Definition
The lateral dimensions of the protected airspace along an en route airway or route, measured outward from the route centerline. Route widths define the primary obstacle clearance area (typically 4 NM either side of centerline within 51 NM of the navigation facility) and the secondary area (an additional 2 NM either side beyond the primary area). Beyond 51 NM from the facility, the protected area splays outward at a defined angle to account for navigation signal divergence.
Plain English
How wide the protected corridor is on each side of an airway's centerline.

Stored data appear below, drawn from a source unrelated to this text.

PR #711, opened 2022-12-05
Enhance: don't parse dataset schema of an encrypted form

### LINKED ISSUE #698: Revisit encrypted submissions and entities
This is a followup to issue #668. Currently, an encrypted submission from an entity-creating form can't be used to create an entity and when it tries to do that, it logs an entity create error saying "There was a problem with entity processing: Dataset empty or missing."

We will want to either come up with better messaging or figure out a way to possibly make entities from encrypted submissions.

sadiqkhoja:
## Changes:
* don't parse dataset schema of an encrypted form
* If we have keyId on a Form then we can skip dataset parsing logic
* For Form with keyId, we can return empty array for dataset-diff endpoints

Closes #698

- Integration tests and manual testing

- For now, I have short-circuited dataset parsing logic on form upload. Later we can parse complete form and return warnings, for that we have to validate form xml.
 
- Initially I was thinking that frontend needs to be changed as well for this but it turns out nothing is required there. I have manually tested and all looks fine.

NA

### DIFF
--- a/lib/model/query/forms.js
+++ b/lib/model/query/forms.js
@@ -62,7 +62,7 @@ const createNew = (partial, project, publish = false) => ({ run, Datasets, FormA
   Promise.all([
     partial.aux.key.map(Keys.ensure).orElse(resolve(null)),
     getFormFields(partial.xml),
-    getDataset(partial.xml)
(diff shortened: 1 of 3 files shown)


ktuite (approved):
Reviewed async. Looks like a low risk change!

PR #716, opened 2022-12-08
Fix #459: reduce timestamptz precision

### LINKED ISSUE #459: OData filter: date/time fields more precise than millisecond
We are seeing cases where filtering OData does not exclude all the submissions it's expected to. @lognaturel observed while using the `gt` operator:

> If my last update timestamp is `2022-02-23T23:28:50.058Z`, it includes a submission made at timestamp `2022-02-23T23:28:50.058Z`. If I use `2022-02-23T23:28:50.059Z` in the query, that submission is excluded.

I think this is because Postgres timestamp columns are more precise than millisecond. This also came up in #358 (which led to b15086db66af98c39d7d9dd2a9a505c27760421c).

This comes up when fetching any submissions created since the latest known submission. One way to handle this is to ignore duplicate submissions. If that's not possible, 1ms could be added to the latest timestamp.

We could attempt to fix this in the code, probably by truncating any timestamp column. We could truncate a timestamp column in queries in which it is used to filter, though we would probably have to add an index for that. We could also consider truncating the timestamp when it is stored. It looks like the precision of Postgres timestamp columns can be configured (as part of the data type of the column: [docs](https://www.postgresql.org/docs/9.6/datatype-datetime.html)).

Alternatively, perhaps we don't change the code and simply document the issue in the API docs, along with the different strategies to handle it.

sadiqkhoja:
Closes #459 

#### Changes:
- Reduce precision of timestamptz columns to milliseconds across the database

- Added integration test

- see the discussion on the issue #459 

NA

NA 

### DIFF
--- a/lib/model/migrations/20221208-01-reduce-tz-precision.js
+++ b/lib/model/migrations/20221208-01-reduce-tz-precision.js
@@ -1,0 +1,46 @@
+// Copyright 2022 ODK Central Developers
+// See the NOTICE file at the top-level directory of this distribution and at
+// https://github.com/getodk/central-backend/blob/master/NOTICE.
+// This file is part of ODK Central. It is subject to the license terms in
+// the LICENSE file found in the top-level directory of this distribution and at
+// https://www.apache.org/licenses/LICENSE-2.0. No part of ODK Central,
+// including this file, may be copied, modified, propagated, or distributed
+// except according to the terms contained in the LICENSE file.
+
+// Issue:        #cb459 - `gt` filter for submissionDate is not working as expected because of tz precision
+// Root cause:   Default timestamptz precision in postgres is microseconds and node/js has just milliseconds
+// Solution:     Let's change precision to milliseconds in database, since there is no value in having higher precision
+//               in the database when application can't use/handle it + typical usage of ODK Central doesn't demand higher
+//               precision.
+
+const getTimestampColumns = (db) => db.raw(`
+  SELECT
+    table_name, column_name, is_nullable
+  FROM
+    information_schema.columns
+  WHERE
+    table_schema = 'public'
+    AND udt_name = 'timestamptz'`)
+  .then(data => data.rows);
+
+const changePrecision = (db, columnMeta, precision) => db.schema.alterTable(columnMeta.table_name, (table) => {
+  if (columnMeta.is_nullable === 'YES') {
+    table.dateTime(columnMeta.column_name, { useTz: true, precision }).alter();
+  } else {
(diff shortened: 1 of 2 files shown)


sadiqkhoja:
There is still a separate but related issue: Only using submissionDate > xxx filter criterion can skip submision(s)

**Scenario:**
Assume user has ETL proceduce where they are fetching new submissions periodically by using filter submissionDate greater than submissionDate of last known submission. Then consider following sequence of events: 
```
t0: lastTimestamp is t0
t1: new submission(1)
t1: get submissions with submissionDate > t0 -- submission(1) is returned and lastTimestamp is t1
t1: new submission(2)
t2: get submissions with submissionDate > t1 -- no submission is returned
```
This can always happen no matter what the database timestamp precision is.  Following test captures the scenario.

```
it.only('should not skip submission', testService(async (service, { run }) => {
  const asAlice = await service.login('alice', identity);
  
  let lastTimestamp = '2022-01-01T09:00:00.015Z';
  
  // ****************************************************************************************
  // Simulate concurrent requests
  // Assume following three requests are executed at 2022-01-01T09:00:00.020Z
  // But there is an order at higher precision i.e. microsecond or picosecond
  // ****************************************************************************************
  {
    await asAlice.post('/v1/projects/1/forms/withrepeat/submissions')
    .send(testData.instances.withrepeat.one)
    .expect(200)
    .then(() => run(sql`update submissions set "createdAt"='2022-01-01T09:00:00.020Z'`));
  
    lastTimestamp = await asAlice.get(`/v1/projects/1/forms/withrepeat.svc/Submissions?$filter=__system/submissionDate gt ${lastTimestamp}`)
      .expect(200)
      .then(({ body }) => {
        body.value.length.should.be.eql(1);
        body.value[0].__id.should.be.eql('rone');
        return  body.value[0].__system.submissionDate;
      });
  
    await asAlice.post('/v1/projects/1/forms/withrepeat/submissions')
      .send(testData.instances.withrepeat.two)
      .expect(200)
      .then(() => run(sql`update submissions set "createdAt"='2022-01-01T09:00:00.020Z'`));
  }
  // ****************************************************************************************
  
  
  await asAlice.get(`/v1/projects/1/forms/withrepeat.svc/Submissions?$filter=__system/submissionDate gt ${lastTimestamp}`)
    .expect(200)
    .then(({ body }) => {
      body.value.length.should.be.eql(1);
      body.value[0].__id.should.be.eql('rtwo');
    });
}));
```

**Possible solution:**  
Recommend users to use submissionDate > xxx and submissionDate < xxx in ETL and similar workflows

The FAA guarantees obstacle clearance inside this corridor, with full clearance in the inner zone and reduced clearance in the outer zone.
Context Anchor
Seen in instrument procedure design and en route obstacle-clearance discussions, especially when explaining primary and secondary protected areas along airways and other instrument routes.
Why Pilots Care
Determines how much lateral deviation from centerline remains protected from terrain and obstacles during IFR enroute flight.
Analogy
A charted route line is like the center stripe of a road. The route width is the usable lane area on both sides of that stripe where protection has been planned.
Grounding Statement
Picture the route as a corridor in the sky, with a centerline and a planned amount of protected space on each side.
Intuition Check
Do not read route widths as the thickness of the printed line on a chart. Here, route widths mean the real protected airspace measured sideways from the route centerline.
Example Sentence 1
The instructor explained that route widths expand beyond 51 NM from the VOR because navigation signal accuracy decreases with distance.
Example Sentence 2
When deviating slightly for weather, the crew stayed inside the secondary route widths to maintain obstacle clearance.